Prior to the amendment in 1961 of section 707 of the Probate Code, that section was in part as follows: "All claims arising upon contract, whether they are due, not due, or contingent, and all claims for funeral expenses and all claims for damages for physical injuries or death or injury to property [217 Cal. App. 2d 770] or actions provided for in section 574 of this code, must be filed or presented within the time limited in the notice or as extended by the provisions of section 702 of this code; and any claim not so filed or presented is barred forever, unless it is made to appear by the affidavit of the claimant to the satisfaction of the court or a judge thereof that the claimant had not received notice, by reason of being out of the State, in which event it may be filed or presented at any time before a decree of distribution is rendered." (Italics added.) The italicized words were added to the section by the Legislature in 1949. In the case of National Auto & Cas.
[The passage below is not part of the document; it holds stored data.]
PR #249, opened 2021-02-26
Android LibFTDI Serial USB Support for Cyton

### LINKED ISSUE #216: Cyton on Android
I had success accessing the Cyton dongle on android using the python jni driver at https://github.com/jacklinquan/usbserial4a .  Unfortunately, that driver is python rather than c/c++ .

> Here is the driver code used by usbserial4a:
> - https://github.com/jacklinquan/usb4a/blob/master/usb4a/usb.py
> - https://github.com/jacklinquan/usbserial4a/blob/master/usbserial4a/ftdiserial4a.py
>
> usbserial4a is making extensive use of https://github.com/kivy/pyjnius , a python library that transparently proxies access to java objects with the jni.

If the approach of usbserial4a is the only one that works, then the solution may involve an FTDI driver using android's USB-OTG API, accessed via JNI.

Here are possible resources:
- libusb has android support.  I haven't tested it.  It looks like it requires use of the JNI to enable permission.  I opened an issue here: https://github.com/libusb/libusb/issues/862  UPDATE: in a comment to that issue, somebody explained that you can use the JNI to get the usb device filedescriptor, and pass it to libusb
- libftdi is able to access the cyton dongle via libusb https://www.intra2net.com/en/developer/libftdi/ 
- https://github.com/SpecLad/libusb-android an outdated port of libusb to android
- https://github.com/chzhong/serial-android a port of a serial library to android, not sure how to build it
- https://github.com/bytedeco/javacpp lists a number of resources for moving between java and c++ in its readme: [Jace](https://bitbucket.org/cowwoc/jace/), [JunC++ion](http://codemesh.com/products/junction/), [JCC](http://lucene.apache.org/pylucene/jcc/), [jni.hpp](https://github.com/mapbox/jni.hpp), [Scapix](https://www.scapix.com/)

Ins. Co. v. Ainge, 34 Cal. 2d 806 [215 P.2d 13], the Supreme Court held that prior to that amendment it was not necessary to file or present a claim before maintaining an action of the nature of that now before this court. By way of dictum, however, the Supreme Court stated (34 Cal.2d, at p. 810): "Section 707 has been amended since this action was commenced. (Cal. Stats. 1949, ch. 130, p. 2400.) It now requires the filing of claims in certain tort actions, including the type here involved." (See also California Workmen's Compensation Practice (Cont. Ed. Bar) § 19.10, p. 601.) There is no reason to question the soundness of that conclusion. (Cf. Casey v. Katz, 114 Cal. App. 2d 391, 392 [250 P.2d 291].) The plaintiff has made no contention that it could not have timely filed or presented a claim if it had been aware that section 707 of the Probate Code was applicable. Since, under the governing law, it was necessary to file or present such a claim, the demurrer was properly sustained. (See National Auto & Cas. Ins. Co. v. Ainge, supra, 34 Cal. 2d 806, 807.)

The judgment is affirmed.

Shinn, P. J., and Files, J., concurred.

FN 1. The order sustaining the demurrer without leave to amend was made on November 28, 1961. A notice of appeal "from the judgment ... sustaining defendant's demurrer to plaintiff's complaint on the 28th day of November, 1961," was filed on December 6, 1961. The clerk's transcript does not disclose that a judgment was entered. However, the augmented record shows that a judgment in favor of the defendant was filed on December 18, 1961, and entered on December 26, 1961. In the exercise of our discretion pursuant to rule 2(c) of California Rules of Court (formerly Rules on Appeal, rule 2(c)), we treat the notice of appeal as having been filed immediately after entry of the judgment. (See Shepardson v. McLellan, 59 Cal. 2d 83, 88-89, 90 [27 Cal. Rptr. 884, 378 P.2d 108].) While the notice of appeal is not a model of draftsmanship, we treat it as sufficient under the governing law which is stated as follows in Luz v. Lopes, 55 Cal. 2d 54 [10 Cal. Rptr. 161, 358 P.2d 289], at page 59: "... it is and has been the law of this state that notices of appeal are to be liberally construed so as to protect the right of appeal if it is reasonably clear what appellant was trying to appeal from, and where the respondent could not possibly have been misled or prejudiced."